Code of Federal Regulations 173
(5) You use a subsea BOP stack The requirements in § 250.442(a) of this part.
(c) The BOP systems for well-workover operations with the tree removed must be equipped with the following:
(1) A hydraulic-actuating system that provides sufficient accumulator capacity to supply 1.5 times the volume necessary to close all BOP equipment units with a minimum pressure of 200 psi above the precharge pressure without assistance from a charging system. Accumulator regulators supplied by rig air and without a secondary source of pneumatic supply, must be equipped with manual overrides, or alternately, other devices provided to ensure capability of hydraulic operations if rig air is lost;
(2) A secondary power source, independent from the primary power source, with sufficient capacity to close all BOP system components and hold them closed;
(3) Locking devices for the pipe-ram preventers;
(4) At least one remote BOP-control station and one BOP-control station on the rig floor; and
(5) A choke line and a kill line each equipped with two full opening valves and a choke manifold. At least one of the valves on the choke-line shall be remotely controlled. At least one of the valves on the kill line shall be remotely controlled, except that a check valve on the kill line in lieu of the remotely controlled valve may be installed provided two readily accessible manual valves are in place and the check valve is placed between the manual valves and the pump. This equipment shall have a pressure rating at least equivalent to the ram preventers.

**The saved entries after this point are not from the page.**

PR #332, opened 2026-08-10
fix(gates): four gate defects found running a refit on a stranger's repo

ScienceIsNeato:
Four gate defects surfaced by running a real refit against
[botingw/rulebook-ai](https://github.com/botingw/rulebook-ai) — a stranger's
repo, driven from a failing baseline to A+ as a case study.

Each one cost real time during that run, which is how they were found.

### `string-duplication` reported paths relative to nothing
`_format_findings` called `os.path.relpath(file_path)` with no start dir, so
paths resolved against the process cwd. Underneath it, the scanner ran in a
tempdir: macOS `tempfile` returns `/var/folders/...` while the scanner
reports the resolved `/private/var/folders/...`, so replacing only the
unresolved spelling matched the suffix and left `/private` glued to the
front of every path. Findings pointed at files that did not exist.

### `dangling-references` could not tell code from prose
Python subscript-then-call is byte-identical to a markdown link, so a
documented `handlers[parsed_args.command](parsed_args)` inside a fenced
python block was reported as a broken link to a target named `parsed_args`.
On rulebook-ai this was the *only* remaining "broken link" after 12 genuine
ones were fixed — the last thing between the gate and green was not a defect.

Fenced blocks are now skipped and inline code spans blanked (preserving line
length, so `` [`spec.md`](../spec.md) `` still gets its target checked).

### A security scanner that never ran was reported as a finding
`_scanner_failed_to_start()` already existed, with a comment naming this
exact failure mode — *"Reporting 'No module named detect_secrets' as SLOP
DETECTED tells a user they have a leaked secret when they have a broken
install."* It was never called from anywhere.

On a repo whose venv lacked pip-audit, `dependency-risk` failed with "1
security scanner(s) found issues" and a finding of "pip-audit found issues":
naming a vulnerability that does not exist, while hiding that nothing had
been audited. bandit, semgrep and pip-audit now route startup failures to a
warned result. A scanner that ran and genuinely errored still fails.

### `refit --iterate` named the wrong failing gate
A targeted scour runs the gate *plus its dependencies*, so when a dependency
fails the run stops on a different gate than the one being iterated — but the
message named the iterated gate and pointed at its log, which had not been
rewritten. Iterating `missing-annotations` while `sloppy-formatting` failed
reported "stopped on failing gate: missing-annotations" beside a stale
13-error mypy log. The artifact's `first_to_fix` was right all along.

---

Also updates the case-study docs with the final result: **A+ — shipshape, 0
findings, 21 gates passing**, from a baseline of 8 failing gates. rulebook-ai's
own suite went 53 passing / 3 failing → 81 passing / 0 failing.

- Remap duplicate-string paths to `project_root`, with current-directory fallback.
- Ignore code blocks and inline code in dangling-reference checks.
- Report unavailable security scanners as degraded warnings.
- Identify the actual failing gate during refit iterations.
- Add regression tests and document the fixes.


ScienceIsNeato:
[fixed_in_code] Fixed in 7934ec7. Assertion now uses os.path.join("pkg", "mod.py") so it holds on Windows, and both fixtures gained fileCount to match real find-duplicate-strings output.

ScienceIsNeato:
[fixed_in_code] Fixed in 7934ec7. The inline-code regex is now delimiter-aware, so a run of N backticks closes only on a run of exactly N and shorter runs inside the span no longer terminate it early. Regression test: test_multi_backtick_span_closes_on_equal_run.

ScienceIsNeato:
[fixed_in_code] Fixed in 7934ec7. Code spans are now matched across the whole document rather than per line, so a span containing a line ending is blanked on both lines. Newlines are preserved during blanking so findings keep their real line numbers. Per CommonMark a span cannot contain a blank line, and an unmatched backtick stays literal instead of swallowing the rest of the file. Regression tests: test_code_span_wrapping_lines_is_blanked, test_unclosed_backtick_does_not_swallow_later_links.

ScienceIsNeato:
[fixed_in_code] Good catch, and the most important one here — this was strictly worse than the bug it replaced, since a broken install would have rendered as 'All security checks passed'. Fixed in 7934ec7: SecurityLocalCheck.run now collects warned sub-results and returns a WARNED result when nothing failed outright. _warnings_only_result and _collect_findings moved up from SecurityCheck so both share them, and a did_not_run flag keeps 'never started' guidance (install it) distinct from 'ran, no patch available' guidance. Regression tests: test_local_run_warns_when_scanner_never_started plus test_local_run_still_passes_when_scanners_are_clean to pin the clean path.

ScienceIsNeato:
[fixed_in_code] Fixed in 7934ec7. When actual_gate differs from the iterated gate and first_to_fix carries no log_file, no log line is printed at all — showing the requested gate's stale log was the original complaint this commit set out to fix.

ScienceIsNeato:
[fixed_in_code] Fixed in 7934ec7. Added 'assert result.findings[0].line == 5' — the blanking preserves newlines specifically so positions survive, and without this assertion a renumbering regression would pass silently.

ScienceIsNeato:
[fixed_in_code] Fixed in 7934ec7. The test now imports _remap_scan_paths and calls it with stdout, tmp_dir and project_root instead of reimplementing the loop — as written it would have passed even with the helper broken, which defeats the point of a regression test.

ScienceIsNeato:
[fixed_in_code] Fixed in 7934ec7 — right about the residual risk. _format_findings now realpaths both the file path and the start path before relpath, so a symlinked project root cannot reintroduce the /Users vs /private/Users escape. Regression test: TestSymlinkedProjectRoot.test_symlinked_root_still_yields_relative_paths, which builds a real symlinked root and feeds in the resolved path the scanner actually emits.

ScienceIsNeato:
[invalid_with_explanation] Declining this one. slop-mop's own ruff config does not enable the UP ruleset, so UP035 is coming from CodeRabbit's ruff rather than the project's — and typing.List/Tuple is the convention across 94 files in slopmop/. Converting one file would leave it inconsistent with the other 93 without fixing anything. Worth doing as a repo-wide sweep if the project wants to adopt builtin generics, but that is its own change, not this PR.

PR #333, opened 2026-08-11
docs(case-study): correct the rulebook-ai test baseline

ScienceIsNeato:
The rulebook-ai progress log claimed their suite went "53 passing / 3 failing → 81 passing". That reads as though we inherited three broken tests and fixed them. We did not.

At the merge-base (`7bc8531`) all **56** of their tests pass. The three failures were our own regression — the URL-scheme validation added for bandit B310 removed `file:` support, which their community-index integration tests rely on. The `git stash` check that appeared to prove the failures were pre-existing only removes *uncommitted* work, so the already-committed breakage survived it and every "baseline" run reproduced it.

Corrected to **56 passing at the merge-base → 81 at the end** (25 added), with the reason stated inline. Leaving the old number would have credited us with a repair we never made, in the document that argues for reporting our own defects.

Surfaced while writing the number up for the website case study.

Updates the rulebook-ai case study to correct the test baseline: 56 tests passed at merge-base and 81 passed at completion. Clarifies that the three earlier failures came from a project regression removing `file:` URL support.

### DIFF
--- a/.willville.json
+++ b/.willville.json
@@ -1,7 +1,7 @@
 {
   "agent": {
-    "status": "Ran slop-mop cold on a stranger's repo (rulebook-ai) as a case study and drove it from failing to a clean bill of health — the run shook out four of our own bugs, up on PR #332",
-    "direction": "Write the case study up for the site now that we have the before and after numbers",
-    "last_update": "2026-08-10T21:45:00Z"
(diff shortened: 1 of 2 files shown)


ScienceIsNeato:
[fixed_in_code] Both fixed. The paragraph is now hard-wrapped to match the rest of the document. On the numbering: I dropped the reference rather than renumbering it — this regression was not a barnacle at all. Barnacles are friction in slop-mop; this was our bug in *their* code. It now points at step 10 of the progress log, which is where it was actually found and fixed.

PR #334, opened 2026-08-11
docs: add the 2.13.0 changelog section

ScienceIsNeato:
Prep for cutting 2.13.0. The release workflow reads `CHANGELOG.md` for the release body and **fails before opening the release PR if no matching section exists**, so this has to be on `main` before dispatch.

Proposed bump: **minor** (2.12.0 → 2.13.0). Three items change what a gate reports, which is more than a patch:

- a security scanner that fails to start now **WARNs instead of FAILs** — a repo missing bandit/semgrep/pip-audit will stop failing that gate
- findings across byte-identical file copies are **collapsed**, so reported counts drop on repos that vendor or distribute duplicated trees
- `sm doctor` version drift **warns instead of blocking** a refit

The section calls out explicitly that **hull letter grades are unchanged**, since the Action's `minimum-grade` input depends on them — only a findings count and delta were added to the label.

Everything except the `mcp` advisory came from the rulebook-ai run; ten items were filed as barnacles against this repo.

Once this merges I'll dispatch **Actions → Release → minor**.

## Summary

Adds the `2.13.0` release section to `CHANGELOG.md`.

- Documents scanner, duplicate finding, doctor, hull grading, and refit changes.
- Includes fixes and advisories, including the `mcp` advisory.
- Enables the release workflow to create the release PR.

### DIFF
--- a/CHANGELOG.md
+++ b/CHANGELOG.md
@@ -53,10 +53,13 @@ against this repo. The case-study artifacts are in `DOCS/case-studies/`.
   project path. Paths are now project-relative, with both spellings remapped
   and symlinked roots resolved on both sides.
 - **`dangling-references` could not tell code from prose** (#332) — Python
-  subscript-then-call is byte-identical to markdown link syntax, so a
-  documented `handlers[key](arg)` inside a fenced block was reported as a
-  broken link. Fenced blocks are now skipped and inline code spans blanked,
-  with multi-backtick and line-wrapping spans handled.
+  subscript-then-call — indexing a dict of handlers, then calling the result
+  — is byte-identical to markdown link syntax, so a code sample using that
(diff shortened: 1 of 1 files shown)


ScienceIsNeato:
[fixed_in_code] Fixed. You're right that byte-identical was wrong — they share delimiter structure, not bytes. Rather than soften it to 'resembles', the entry now says it matches the inline-link pattern exactly, which is both accurate and the reason the gate misfired. Also corrected the same phrasing on the case-study page.

ScienceIsNeato:
[fixed_in_code] Fixed. 'The latest release' stops meaning anything the moment a newer semgrep ships, so the entry now names semgrep 1.172.0 and states the trigger outright: the ignore must be re-checked when semgrep unpins mcp.

PR #205, opened 2015-07-14
Generalize cereal/types/map.hpp to deal with arbitrary pair associative containers having mapped_type.

abutcher-gh:
This allows any container having mapped_type be serialized by the map serializer.

Since the map serializer is now more generally specified, the patch also has the effect of allowing more specialization options without introducing ambiguity ([example here](https://github.com/abutcher-gh/cereal/commit/f4c973d61101c94df319e6bb86f80ce4c4112742#diff-3b3781f71a23082ce2d849059eec7b88R834)).


AzothAmmo:
I like the look of this!

erichkeane:
I've been looking at this too, I'm a pretty big fan of abstracting out the need for specifically mentioning the map.  Also gives us a few of the alternate map types (including boost!).  Seems like a solid pull request to me.

AzothAmmo:
I'm going to merge this shortly after I make a decision on the following:

Existing users probably expect to be able to include cereal type support for something in the standard library without having to include the header for the type itself.  So I see two options moving forward here:

1. Remove the `<map>` and `<unordered_map>` includes as you have done.  This is technically a breaking change and will run contrary to the behavior of all other type includes. 
2. Leave the `map` and `unordered_map` includes in place, but introduce a third header, maybe called `<map_concept>`, which avoids these includes for those not needing them.

Thoughts?

abutcher-gh:
What about <cereal/concepts/map.hpp> for this?  Then have <cereal/types/map.hpp> and <cereal/types/unordered_map.hpp> include it and their respective std container header.

abutcher-gh:
Maybe having <cereal/concepts/pair_associative_container.hpp>

abutcher-gh:
Closed by mistake.  Reopened now.  I was going to say, maybe the concept header should be `<cereal/concepts/pair_associative_container.hpp>`.  Having said that, I only find the AssociativeContainer concept at http://en.cppreference.com/w/cpp/concept/AssociativeContainer with a note that `map` and `multimap` additionally define `mapped_type`.

abutcher-gh:
I pushed a sketch.  What do you think?

AzothAmmo:
I like the idea of a concepts directory for things like this.  I'll merge this shortly and make a note to update any related documentation.

Issue #82, opened 2014-03-24
Update to recent RapidJSON and integrate streaming (was JSON-parser errors are very unhelpfull)


Fiona-J-W:
The error-messages in the exceptions thrown by the JSON-parser aren't very helpfull:

> Error: rapidjson internal assertion failure: IsObject()

It would be great if these could become more descriptive, maybe something like this:

> Error: in object 'value0': in array 'value3': expected object, but found integer.

ajneu:
> **randvoorhies** commented on Mar 24, 2014
>
> It would be great if we could figure out how to add **line numbers** to errors as well. Ideally, the above error would read something like:
>
> Cereal JSON serialization error. Expected type [string] on **line 4**, but found [list] instead.

Jip, **line numbers** would be really good. 
Is there a way of doing this currently? 
(Perhaps getting some kind of marker of stream position or something? Then I could count newlines myself if I have a stream that allows me to go back to the beginning.)

Thanks.

<sub>**Side note: Regarding JSON and C++11:**</sub>
<sub> * [JSON Voorhees](https://github.com/tgockel/json-voorhees)</sub>
<sub> * [JSON for Modern C++](https://github.com/nlohmann/json)</sub>

<sub>(from https://isocpp.org/search/google?q=json )</sub>

AzothAmmo:
We're now using RapidJSON 1.0.2, I haven't done anything other than make it work as is, so no streaming or anything like that yet.

correaa:
I also found this problem  when adding nvp information (value is a custom type)

This worked,
```
	cereal::JSONOutputArchive{os}<< value;
```

then
```
	cereal::JSONOutputArchive{os}<< CEREAL_NVP(value); // or cereal::make_nvp("value", value);
```
gave the "rapidjson internal assertion failure: IsObject()" error.

Then I tried 
```
	cereal::JSONOutputArchive{os}<< cereal::make_nvp("value0", value);
```
and it worked again.

I tried with strings like `"valu0"` or `"val0"` or `"valuex"` or `"value1"` and they all fail as well. 
But `"value00"` worked. It seems that there is something special about finishing with a number "0".

Also, in all the failing cases, I see an extra "`}`" at the end of the file.

PR #221, opened 2015-08-20
Current rapidjson

m7thon:
EDIT Feb 17, 2016 (update to newest cereal and rapidjson):

This updates rapidjson to the current master and discards the modifications made by cereal. The differences to the previously included version of rapidjson are, as far as I can tell:

* The `precision` for double output has a different meaning. Currently rapidjson supports "truncated" double output, e.g., a precision of 2 means: 0.1285 -> 0.12, 0.004 -> 0.0, 1.23 e-7 -> 0.0. 

* I modified the current rapidjson to support writing and parsing of `nan`, `inf` and `-inf` doubles. This is a non-standard json extension that rapidjson currently does not support (but may in the future). Note that the ability to parsing `-inf` seems to be a new feature for cereal.

* `long double`, `long long`, and `unsigned long long` are no longer handled in rapidjson. However, it seems this is now handled by cereal anyway by writing these types as strings.

The file `json.hpp` is modified only minimally to work with the current rapidjson. Importantly, the parser is given the `rapidjson::kParseFullPrecisionFlag`, which means that double values are parsed in full precision (AKA correctly). This ensures that the roundtrip C++ -> json -> C++ works for all doubles.


AzothAmmo:
I'll look at this in the near future since I have a little more time for cereal right now - looks like automated tests are failing but I would sort this out in a merge.  This was on my list of things to do (see #82) so if this looks good and integrates well that'd be a great help.

m7thon:
Compilation just gives one harmless `-Wshadow` error in rapidjson/reader.h line 752. You'll have to see how you want to deal with it.

Disabling `-Werror` as I have done above is probably not what you want to do ;-)

m7thon:
By the way, it seems your CI build doesn't actually run your unit tests, just compiles them. Is that intended?

AzothAmmo:
They get run after compilation.

-----Original Message-----

bagobor:
'rapidjson/filewritestream.h' - file is absent in latest rapidjson packege.

m7thon:
@bagobor Do you mean filestream.h ? This has been replaced by filereadstream.h and filewritestream.h, and I think these now work slightly differently. You can have a look at the rapidjson docs [here](https://github.com/miloyip/rapidjson/blob/master/doc/stream.md#file-streams-filestreams).

But this (filestream.h) was not used by cereal anyway.

bagobor:
@m7thon I'm very sorry ( was incorrect 'paste'), I meant file 'rapidjson/genericstream.h'

m7thon:
Ah yes. But you can use the old file. I updated it to match the example given in the current rapidjson documentation, and use the RAPIDJSON... namespace macros.

Issue #218, opened 2015-08-11
Doc: 'version' type inconsistency


patrikhuber:
On http://uscilab.github.io/cereal/transition_from_boost.html, `version` is of type `const unsigned int`, probably because that's the type boost uses. Cereal seems to use `std::uint32_t const` (http://uscilab.github.io/cereal/serialization_functions.html), so there's an inconsistency here in the documentation. I think at least in the later examples on the first page where the _preferred cereal style_ is shown, the type should be changed to `const unsigned int`. Not sure how/if to change the first example where boost and cereal are compared in the same example.

If you want, I can submit a PR with the changes. In that case, let me know how you want to proceed with the first example.

AzothAmmo:
Good catch - we should be advocating use of the sized type (`std::uint32_t`) over `unsigned int`.  If you want to do a PR and I haven't already changed this, change all of the cereal versions to use `std::uint32_t`.  I'll add a comment in afterwards emphasizing this change to users.

patrikhuber:
Done, see #227. As requested, I left it up to you to add a comment. I think [L70](https://github.com/USCiLab/cereal/pull/227/files#diff-365eb3eaa8c059ebf7c03d4dae0021d6R70) or around [L138](https://github.com/USCiLab/cereal/pull/227/files#diff-365eb3eaa8c059ebf7c03d4dae0021d6R70) might be good places to add something.

PR #227, opened 2015-09-03
Doc: Changed version parameter to std::uint32_t const

patrikhuber:
This is to be consistent with the rest of the documentation. See #218.


AzothAmmo:
merged into gh-pages-develop

PR #236, opened 2015-09-28
Save bitset as binary data.

lyager:
- Use a shifting bitmask to serialize bits.
 - Only use bitset type, others are just as slow.

Converting bitsets to strings by using 1's and 0's takes up too much space on large bitsets.

### DIFF
--- a/include/cereal/types/bitset.hpp
+++ b/include/cereal/types/bitset.hpp
@@ -41,9 +41,7 @@ namespace cereal
     /*! @internal */
     enum class type : uint8_t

(d) The minimum BOP-system components for well-workover operations with the tree in place and performed through the wellhead inside of conventional tubing using small-diameter jointed pipe (usually 3/4 inch to 1 1/4 inch) as a work string, i.e., small-tubing operations, shall include the following:
(1) Two sets of pipe rams, and
(2) One set of blind rams.
(e) The subsea BOP system for well-workover operations must meet the requirements in § 250.442 of this part.
(f) For coiled tubing operations with the production tree in place, you must meet the following minimum requirements for the BOP system:
(1) BOP system components must be in the following order from the top down:
BOP system when expected surface pressures are less than or equal to 3,500 psi BOP system when expected surface pressures are greater than 3,500 psi BOP system for wells with returns taken through an outlet on the BOP stack
Stripper or annular-type well control component Stripper or annular-type well control component Stripper or annular-type well control component.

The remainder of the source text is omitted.